▸ Exercise requirements: Your output should contain every record, unchanged.
[Working data — start]
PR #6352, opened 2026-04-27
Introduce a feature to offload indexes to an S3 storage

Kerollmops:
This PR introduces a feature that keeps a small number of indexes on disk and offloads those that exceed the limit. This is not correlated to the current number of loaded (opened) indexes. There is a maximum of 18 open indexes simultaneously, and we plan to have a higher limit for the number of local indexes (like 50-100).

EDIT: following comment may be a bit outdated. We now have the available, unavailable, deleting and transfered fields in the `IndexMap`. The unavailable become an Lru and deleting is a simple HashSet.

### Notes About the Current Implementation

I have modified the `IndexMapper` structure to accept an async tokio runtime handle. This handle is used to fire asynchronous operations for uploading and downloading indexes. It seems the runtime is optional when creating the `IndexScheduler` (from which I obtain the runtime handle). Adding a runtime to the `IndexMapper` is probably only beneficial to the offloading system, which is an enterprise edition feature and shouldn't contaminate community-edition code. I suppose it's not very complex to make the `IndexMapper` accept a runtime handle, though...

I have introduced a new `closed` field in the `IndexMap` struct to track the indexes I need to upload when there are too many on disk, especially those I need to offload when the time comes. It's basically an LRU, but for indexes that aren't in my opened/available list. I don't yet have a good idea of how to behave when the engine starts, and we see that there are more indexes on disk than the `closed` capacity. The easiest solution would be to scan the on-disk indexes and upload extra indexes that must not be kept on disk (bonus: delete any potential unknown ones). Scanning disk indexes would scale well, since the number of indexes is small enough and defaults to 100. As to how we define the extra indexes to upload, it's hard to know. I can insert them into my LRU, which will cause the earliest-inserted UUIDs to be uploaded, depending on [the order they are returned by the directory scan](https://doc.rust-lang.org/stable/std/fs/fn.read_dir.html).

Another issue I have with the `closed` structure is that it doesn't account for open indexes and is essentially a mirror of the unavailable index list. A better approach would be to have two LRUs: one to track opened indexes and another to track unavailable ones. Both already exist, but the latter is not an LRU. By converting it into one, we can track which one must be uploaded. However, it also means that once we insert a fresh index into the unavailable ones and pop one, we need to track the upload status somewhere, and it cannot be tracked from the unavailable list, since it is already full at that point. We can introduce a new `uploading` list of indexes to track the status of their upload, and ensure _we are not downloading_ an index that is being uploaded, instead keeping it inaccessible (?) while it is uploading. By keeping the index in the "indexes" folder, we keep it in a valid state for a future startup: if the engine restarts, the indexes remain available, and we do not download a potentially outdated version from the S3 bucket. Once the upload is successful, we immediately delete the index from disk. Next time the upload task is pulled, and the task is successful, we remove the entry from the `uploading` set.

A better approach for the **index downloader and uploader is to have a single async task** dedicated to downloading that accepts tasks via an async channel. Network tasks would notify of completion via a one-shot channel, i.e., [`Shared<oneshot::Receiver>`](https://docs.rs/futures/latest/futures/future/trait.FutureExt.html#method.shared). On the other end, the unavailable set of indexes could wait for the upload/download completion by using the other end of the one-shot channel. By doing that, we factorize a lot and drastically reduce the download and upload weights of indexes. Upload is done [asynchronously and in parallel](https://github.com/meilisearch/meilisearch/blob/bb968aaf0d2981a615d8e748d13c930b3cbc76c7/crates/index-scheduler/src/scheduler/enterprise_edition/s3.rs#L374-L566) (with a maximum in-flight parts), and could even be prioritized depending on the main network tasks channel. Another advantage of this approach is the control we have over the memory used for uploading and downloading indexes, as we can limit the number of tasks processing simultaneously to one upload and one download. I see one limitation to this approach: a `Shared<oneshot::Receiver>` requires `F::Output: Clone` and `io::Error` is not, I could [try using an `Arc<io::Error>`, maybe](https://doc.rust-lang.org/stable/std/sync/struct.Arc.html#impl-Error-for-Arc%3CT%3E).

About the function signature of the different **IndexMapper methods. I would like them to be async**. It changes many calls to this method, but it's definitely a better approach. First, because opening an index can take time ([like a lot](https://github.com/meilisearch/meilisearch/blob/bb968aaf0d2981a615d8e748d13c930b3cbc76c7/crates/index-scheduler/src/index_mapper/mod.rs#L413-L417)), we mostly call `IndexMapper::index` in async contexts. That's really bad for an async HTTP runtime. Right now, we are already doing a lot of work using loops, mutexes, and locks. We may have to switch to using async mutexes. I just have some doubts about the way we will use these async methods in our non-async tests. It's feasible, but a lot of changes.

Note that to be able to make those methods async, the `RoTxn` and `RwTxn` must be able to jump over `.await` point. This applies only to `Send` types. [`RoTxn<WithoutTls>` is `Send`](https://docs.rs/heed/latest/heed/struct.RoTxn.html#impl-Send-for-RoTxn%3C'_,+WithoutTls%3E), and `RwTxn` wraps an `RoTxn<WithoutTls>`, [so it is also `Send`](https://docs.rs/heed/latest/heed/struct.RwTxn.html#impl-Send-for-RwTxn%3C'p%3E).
[Working data — finish]
▸ Task output:
PR #6352, opened 2026-04-27
Introduce a feature to offload indexes to an S3 storage

Kerollmops:
This PR introduces a feature that keeps a small number of indexes on disk and offloads those that exceed the limit. This is not correlated to the current number of loaded (opened) indexes. There is a maximum of 18 open indexes simultaneously, and we plan to have a higher limit for the number of local indexes (like 50-100).

EDIT: following comment may be a bit outdated. We now have the available, unavailable, deleting and transfered fields in the `IndexMap`. The unavailable become an Lru and deleting is a simple HashSet.

### Notes About the Current Implementation

I have modified the `IndexMapper` structure to accept an async tokio runtime handle. This handle is used to fire asynchronous operations for uploading and downloading indexes. It seems the runtime is optional when creating the `IndexScheduler` (from which I obtain the runtime handle). Adding a runtime to the `IndexMapper` is probably only beneficial to the offloading system, which is an enterprise edition feature and shouldn't contaminate community-edition code. I suppose it's not very complex to make the `IndexMapper` accept a runtime handle, though...

I have introduced a new `closed` field in the `IndexMap` struct to track the indexes I need to upload when there are too many on disk, especially those I need to offload when the time comes. It's basically an LRU, but for indexes that aren't in my opened/available list. I don't yet have a good idea of how to behave when the engine starts, and we see that there are more indexes on disk than the `closed` capacity. The easiest solution would be to scan the on-disk indexes and upload extra indexes that must not be kept on disk (bonus: delete any potential unknown ones). Scanning disk indexes would scale well, since the number of indexes is small enough and defaults to 100. As to how we define the extra indexes to upload, it's hard to know. I can insert them into my LRU, which will cause the earliest-inserted UUIDs to be uploaded, depending on [the order they are returned by the directory scan](https://doc.rust-lang.org/stable/std/fs/fn.read_dir.html).

Another issue I have with the `closed` structure is that it doesn't account for open indexes and is essentially a mirror of the unavailable index list. A better approach would be to have two LRUs: one to track opened indexes and another to track unavailable ones. Both already exist, but the latter is not an LRU. By converting it into one, we can track which one must be uploaded. However, it also means that once we insert a fresh index into the unavailable ones and pop one, we need to track the upload status somewhere, and it cannot be tracked from the unavailable list, since it is already full at that point. We can introduce a new `uploading` list of indexes to track the status of their upload, and ensure _we are not downloading_ an index that is being uploaded, instead keeping it inaccessible (?) while it is uploading. By keeping the index in the "indexes" folder, we keep it in a valid state for a future startup: if the engine restarts, the indexes remain available, and we do not download a potentially outdated version from the S3 bucket. Once the upload is successful, we immediately delete the index from disk. Next time the upload task is pulled, and the task is successful, we remove the entry from the `uploading` set.

A better approach for the **index downloader and uploader is to have a single async task** dedicated to downloading that accepts tasks via an async channel. Network tasks would notify of completion via a one-shot channel, i.e., [`Shared<oneshot::Receiver>`](https://docs.rs/futures/latest/futures/future/trait.FutureExt.html#method.shared). On the other end, the unavailable set of indexes could wait for the upload/download completion by using the other end of the one-shot channel. By doing that, we factorize a lot and drastically reduce the download and upload weights of indexes. Upload is done [asynchronously and in parallel](https://github.com/meilisearch/meilisearch/blob/bb968aaf0d2981a615d8e748d13c930b3cbc76c7/crates/index-scheduler/src/scheduler/enterprise_edition/s3.rs#L374-L566) (with a maximum in-flight parts), and could even be prioritized depending on the main network tasks channel. Another advantage of this approach is the control we have over the memory used for uploading and downloading indexes, as we can limit the number of tasks processing simultaneously to one upload and one download. I see one limitation to this approach: a `Shared<oneshot::Receiver>` requires `F::Output: Clone` and `io::Error` is not, I could [try using an `Arc<io::Error>`, maybe](https://doc.rust-lang.org/stable/std/sync/struct.Arc.html#impl-Error-for-Arc%3CT%3E).

About the function signature of the different **IndexMapper methods. I would like them to be async**. It changes many calls to this method, but it's definitely a better approach. First, because opening an index can take time ([like a lot](https://github.com/meilisearch/meilisearch/blob/bb968aaf0d2981a615d8e748d13c930b3cbc76c7/crates/index-scheduler/src/index_mapper/mod.rs#L413-L417)), we mostly call `IndexMapper::index` in async contexts. That's really bad for an async HTTP runtime. Right now, we are already doing a lot of work using loops, mutexes, and locks. We may have to switch to using async mutexes. I just have some doubts about the way we will use these async methods in our non-async tests. It's feasible, but a lot of changes.

Note that to be able to make those methods async, the `RoTxn` and `RwTxn` must be able to jump over `.await` point. This applies only to `Send` types. [`RoTxn<WithoutTls>` is `Send`](https://docs.rs/heed/latest/heed/struct.RoTxn.html#impl-Send-for-RoTxn%3C'_,+WithoutTls%3E), and `RwTxn` wraps an `RoTxn<WithoutTls>`, [so it is also `Send`](https://docs.rs/heed/latest/heed/struct.RwTxn.html#impl-Send-for-RwTxn%3C'p%3E).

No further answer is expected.